In these entries, tally the lines where "assertResponseStatusCodeSame" occurs. Respond with only the count.

### Records provided

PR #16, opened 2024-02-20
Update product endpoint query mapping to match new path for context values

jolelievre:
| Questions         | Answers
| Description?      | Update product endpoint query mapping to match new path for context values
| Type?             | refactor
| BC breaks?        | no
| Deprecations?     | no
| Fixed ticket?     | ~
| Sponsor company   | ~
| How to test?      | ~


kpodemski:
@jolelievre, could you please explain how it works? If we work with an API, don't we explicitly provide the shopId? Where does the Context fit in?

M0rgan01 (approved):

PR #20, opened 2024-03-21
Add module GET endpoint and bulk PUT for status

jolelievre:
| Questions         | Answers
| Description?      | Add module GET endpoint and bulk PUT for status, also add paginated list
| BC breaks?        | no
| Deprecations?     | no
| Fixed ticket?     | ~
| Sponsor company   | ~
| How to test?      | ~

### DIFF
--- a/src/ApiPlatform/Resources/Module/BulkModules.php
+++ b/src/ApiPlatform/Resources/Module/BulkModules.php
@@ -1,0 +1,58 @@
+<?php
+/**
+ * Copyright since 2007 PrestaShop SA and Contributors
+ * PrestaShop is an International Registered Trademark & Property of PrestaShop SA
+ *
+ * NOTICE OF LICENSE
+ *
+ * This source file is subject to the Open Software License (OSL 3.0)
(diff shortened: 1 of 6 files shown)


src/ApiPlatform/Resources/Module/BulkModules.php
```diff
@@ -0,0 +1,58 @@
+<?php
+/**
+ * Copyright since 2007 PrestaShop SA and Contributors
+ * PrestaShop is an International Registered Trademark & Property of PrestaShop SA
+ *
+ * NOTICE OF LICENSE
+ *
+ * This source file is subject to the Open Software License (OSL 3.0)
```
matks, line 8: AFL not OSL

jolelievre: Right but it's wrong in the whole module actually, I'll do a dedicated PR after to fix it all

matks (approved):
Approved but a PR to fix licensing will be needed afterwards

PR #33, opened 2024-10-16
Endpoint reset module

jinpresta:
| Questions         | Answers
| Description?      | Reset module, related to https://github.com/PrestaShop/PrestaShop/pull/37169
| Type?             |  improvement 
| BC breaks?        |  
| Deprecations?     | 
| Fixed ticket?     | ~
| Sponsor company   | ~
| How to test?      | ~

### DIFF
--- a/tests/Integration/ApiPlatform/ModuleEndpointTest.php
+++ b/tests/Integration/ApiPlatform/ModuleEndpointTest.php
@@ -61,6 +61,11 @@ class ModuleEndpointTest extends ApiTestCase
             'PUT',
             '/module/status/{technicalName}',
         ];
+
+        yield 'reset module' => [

######
### Records provided

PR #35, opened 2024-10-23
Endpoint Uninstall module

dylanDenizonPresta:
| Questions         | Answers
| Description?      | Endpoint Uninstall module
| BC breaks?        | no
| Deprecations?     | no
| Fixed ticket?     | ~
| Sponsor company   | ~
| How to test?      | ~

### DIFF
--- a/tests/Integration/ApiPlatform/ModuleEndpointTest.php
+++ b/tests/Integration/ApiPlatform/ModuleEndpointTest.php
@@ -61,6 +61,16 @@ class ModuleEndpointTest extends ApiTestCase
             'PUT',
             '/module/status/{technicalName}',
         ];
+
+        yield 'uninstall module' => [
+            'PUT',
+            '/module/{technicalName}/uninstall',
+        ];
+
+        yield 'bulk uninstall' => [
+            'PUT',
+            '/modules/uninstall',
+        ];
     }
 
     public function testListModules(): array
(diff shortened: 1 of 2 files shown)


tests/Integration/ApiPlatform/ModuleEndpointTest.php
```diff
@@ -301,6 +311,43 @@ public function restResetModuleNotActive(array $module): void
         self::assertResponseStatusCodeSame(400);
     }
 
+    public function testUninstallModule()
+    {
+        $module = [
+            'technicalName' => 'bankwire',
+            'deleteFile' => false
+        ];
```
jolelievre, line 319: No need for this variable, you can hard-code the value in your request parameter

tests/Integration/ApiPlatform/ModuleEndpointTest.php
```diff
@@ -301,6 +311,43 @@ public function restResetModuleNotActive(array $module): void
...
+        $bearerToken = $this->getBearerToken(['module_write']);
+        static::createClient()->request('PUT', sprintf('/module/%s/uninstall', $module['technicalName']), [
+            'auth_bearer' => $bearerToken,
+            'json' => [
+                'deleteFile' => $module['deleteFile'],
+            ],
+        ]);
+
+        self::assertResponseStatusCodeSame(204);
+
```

######

• [Response below]: 2